PR #496, opened 2018-07-26
More general variant substitution

Randshot:
### This changes visible behaviour and documentation

- Variant option substitution only accepts `${variant:VARIANTNAME}` syntax.
- The name of the currently active choice of the provided `VARIANTNAME` variant option will be replaced.
- If the variant option is undefined, an empty string will be
expanded instead.

## The purpose of this change

The previous implementation only added a special case for `buildType` collision. With that I mean, that if the user defined a variant also named `buildType`, the driver would add the replacement key as `buildLabel`, since `buildType` was already taken.
While this behaviour is correct, the implementation didn't account for other possible name collision that could occur, leading to possible overriding of the replacement value for the colliding replacement key.

The implementation in this PR tries to fix that, by providing a syntax similar to the `${env:VAR}` and `${command:COMMAND}` one.

**Feedback for improvements are welcome!**


vector-of-bool:
This gets me thinking about maybe just dropping the short-form completely, and maybe using `variant:` as the replacement prefix instead of `variant_`. That would match the special-syntax for `command:` and `env:`. What do you think? It wouldn't be a ton of work for users to update their configs with the new syntax, and there would be minimal risk of naming collision.

Randshot:
That is a viable option to consider.

Randshot:
@vector-of-bool I have implemented your suggested syntax.

Issue #518, opened 2018-08-22
output window code page 


longlongwaytogo:
When i used vscode-cmake-tools to build project, the output text  defualt with utf8 code ; but how i change it to GBK(chinese charset)

![error](https://user-images.githubusercontent.com/16498273/44440127-63868480-a5f9-11e8-94ef-72907cc0371e.png)

andreeis:
Closing this issue. Please reopen if the merge that is referenced did not help with your case.

Issue #267, opened 2017-11-29
Output and terminal windows charset problem


xzzh999:
Hi, bigcow! Great work! 

When i build msvc c++ project, the output window always print garbled, 
i tried follow issue's suggestion but they were complicated and didn't work.

https://github.com/Microsoft/vscode/issues/3550

https://github.com/OmniSharp/omnisharp-vscode/issues/1775

can you add some charset encoding settings to make this easy?

![](https://github.com/xzzh999/markdown-pictures/blob/master/vscode-wrong-charset.png?raw=true)

xzzh999:
vscode version: 1.18.1, shell: 1.7.9, node: 7.9.0

vector-of-bool:
I've had a few troubles with character encoding. This is on the backlog.

feng-ye:
I am using the following work around:
1. create a bat file contains
`chcp 65001 && cmake %*`
2. set cmake.cmakePath to the bat file

I hope this will help.

xzzh999:
For now i wrote some python scripts to generate and build the project myself, and every charset encoding is under control in vscode, but i hope this extension will improved later, then  i will change back.

EternalPhane:
Maybe you can temporary patch it by adding an option in `settings.json` to let user manually set their preferred output encoding, and provide a permanent solution later.

pengbins:
> I am using the following work around:
> 
> 1. create a bat file containing
>    `chcp 65001 && cmake %*`
> 2. set cmake.cmakePath to the bat file
> 
> I hope this will help.
@feng-ye  I tried your work around, but got following error. It seems .bat can't run.
[rollbar] Unhandled exception: Unhandled Promise rejection: build Error: Impossible: CMake driver died immediately after successful configure {}

bobbrow:
This looks like a duplicate of #153 which may have been fixed by PR #550. Is this still an issue for you?

Issue #245, opened 2017-10-31
Chinese is not displayed correctly


tim37021:
I use visual studio 2017. The build output does not display correctly.

![image](https://user-images.githubusercontent.com/5507113/32241500-40fb519c-beab-11e7-8e7e-b63b7e6154a2.png)

However, if I use task.json to build it works perfectly
![image](https://user-images.githubusercontent.com/5507113/32241517-55239d1e-beab-11e7-9e31-f3ec855c9f64.png)

xdray:
I get same question

vector-of-bool:
@Randshot Look familiar? I bet its the same output code page issue. I want to move the build logs to an integrated terminal, and then maybe this issue would be easy to fix.

If not that, it may be enough to use the same technique for launching `vswhere` as here when running `--build`?

Randshot:
It certainly looks familiar. Moving to the integrated terminal may fix this issue, assuming that it doesn't use code pages.

bobbrow:
This looks like a duplicate of #153 which may have been fixed by PR #550.  Is this still an issue for you?

Issue #153, opened 2017-05-20
output message is garbled


qhuman:
when I build a project, output message like this. I use vs2012 compiler
[vscode] Executing command: cmake --build d:/vscode_test/hello/build --target ALL_BUILD --config Debug -- /m /property:GenerateFullPaths=true
Microsoft(R) ��������汾 4.7.2046.0
[Microsoft .NET Framework �汾 4.0.30319.42000]
��Ȩ���� (C) Microsoft Corporation����������Ȩ����

������ʱ��Ϊ 2017/5/20 16:59:57��
     1>�ڵ� 1 �ϵ���Ŀ��D:\vscode_test\hello\build\ALL_BUILD.vcxproj��(Ĭ��Ŀ��)��
     1>��Ŀ��D:\vscode_test\hello\build\ALL_BUILD.vcxproj��(1)���ڽڵ� 1 �����ɡ�D:\vscode_test\hello\build\ZERO_CHECK.vcxproj��(2) (Ĭ��Ŀ��)��
     2>InitializeBuildStatus:
         ���ڴ�����Win32\Debug\ZERO_CHECK\ZERO_CHECK.unsuccessfulbuild������Ϊ��ָ����AlwaysCreate����
       CustomBuild:
         ���������Ϊ���¡�
       FinalizeBuildStatus:
         ����ɾ���ļ���Win32\Debug\ZERO_CHECK\ZERO_CHECK.unsuccessfulbuild����
         ���ڶԡ�Win32\Debug\ZERO_CHECK\ZERO_CHECK.lastbuildstate��ִ�� Touch ����
     2>�����������Ŀ��D:\vscode_test\hello\build\ZERO_CHECK.vcxproj��(Ĭ��Ŀ��)�Ĳ�����
     1>��Ŀ��D:\vscode_test\hello\build\ALL_BUILD.vcxproj��(1)���ڽڵ� 2 �����ɡ�D:\vscode_test\hello\build\hello.vcxproj��(3) (Ĭ��Ŀ��)��
     3>InitializeBuildStatus:
         ���ڴ�����hello.dir\Debug\hello.unsuccessfulbuild������Ϊ��ָ����AlwaysCreate����
       CustomBuild:
         ���������Ϊ���¡�
       ClCompile:
         ���������Ϊ���¡�
       Link:
         ���������Ϊ���¡�
         hello.vcxproj -> D:\vscode_test\hello\build\Debug\hello.exe
       FinalizeBuildStatus:
[...]

PR #550, opened 2018-09-27
Add config "outputLogEncoding"

pengbins:
This change try to fix a codepage problem mentioned in some issues, such as  #518 , #267 ,  #245 and #153. 
The output messages of cmake build command are garbled when  the default system codepage is not utf8.

It is fixed by adding a user config item "outputEncoding" to set the character encoding of messages in the output console.  

- How to use
    * Set "outputEncoding" to your system default codepage. (Ctrl+,  and search outputEncoding)
image
    * The default value is "utf8".  For Chinese user, set it to "GBK".  
    * Supported value list can be found [here](https://github.com/ashtuchkin/iconv-lite#supported-encodings) .
- Results
    * Output console used to be unreadable when the default system codepage is not utf8.
image
    * Output console is readable after set "outputEncoding" to  GBK.
image

- How it works
This change introduces a new dependency   [iconv-lite](https://github.com/ashtuchkin/iconv-lite).
The console programs emit text encoded with the default system codepage. This change uses iconv-lite to decode those text to utf8 , so they can be  displayed correctly on output console. To decode,  iconv-lite
needs to know the default system codepage which is given by  user's config "outputEncoding".


vector-of-bool:
This change is excellent!!

The output codepage issues has been persistently troublesome almost from the very beginning. I've been unable to test and was never sure how to approach this problem.

One think I am wondering is if there is the possibility to auto-detect the code page. I found that Windows exposes a `_CODEPAGE` environment variable for the current codepage number. I've found a table of these numbers to their names, but I don't think the names that microsoft provides will work with `iconv-lite`.

Instead of trying to get them all down immediately, could you add a lookup that uses the `_CODEPAGE` value to default to your `GBK` when `_CODEPAGE` is the value you have on your system? As users report this issue I can add entries to this table so that people won't have to manually change their encoding.

vector-of-bool:
Alternatively, you could try using this table I made from codepage number to names. Maybe iconv just supports it out-of-the box? That would be awesome, and changing the output encoding setting wouldn't ever be required.

[code-pages.ts.txt](https://github.com/vector-of-bool/vscode-cmake-tools/files/2453670/code-pages.ts.txt)

pengbins:
> **Last question:** Can you verify that the auto-detection works on your system?
Yes, it works on my system. But I didn't test on other language system except mine.
My code page number is 936, encoding name is gb2312.

nim:
Problem is still here

Randshot:
@nim Can you please open a separate issue for this. It's easier to track that way :)

nim:
https://github.com/Microsoft/vscode/issues/72270

PR #590, opened 2018-11-23
Added option to show the log when building.

Som1Lse:

- The default has been changed to showing the log, but **not** focusing on it.
- Focusing on the log is still an option.
- It is also possible to do nothing.
- A potentially nice feature, but as of now not implemented, would be to only show the log when a warning/error/etc. occurs.

## Other Notes/Information

The option naming is not ideal, as this was hacked together in 5 minutes. Feel free to change it.

### DIFF
--- a/package.json
+++ b/package.json
@@ -891,6 +891,15 @@
             "fatal"
           ],
           "scope": "window"
+        },
+        "cmake.revealLog": {
+          "type": "string",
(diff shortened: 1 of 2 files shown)


vector-of-bool:
Looks good! I may tweak some naming, but it's otherwise a fine addition.

Thanks!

⁂

Which lines of the records above contain the word "console"? Report each one in full.

Output of the task:
It is fixed by adding a user config item "outputEncoding" to set the character encoding of messages in the output console.  
    * Output console used to be unreadable when the default system codepage is not utf8.
    * Output console is readable after set "outputEncoding" to  GBK.
The console programs emit text encoded with the default system codepage. This change uses iconv-lite to decode those text to utf8 , so they can be  displayed correctly on output console. To decode,  iconv-lite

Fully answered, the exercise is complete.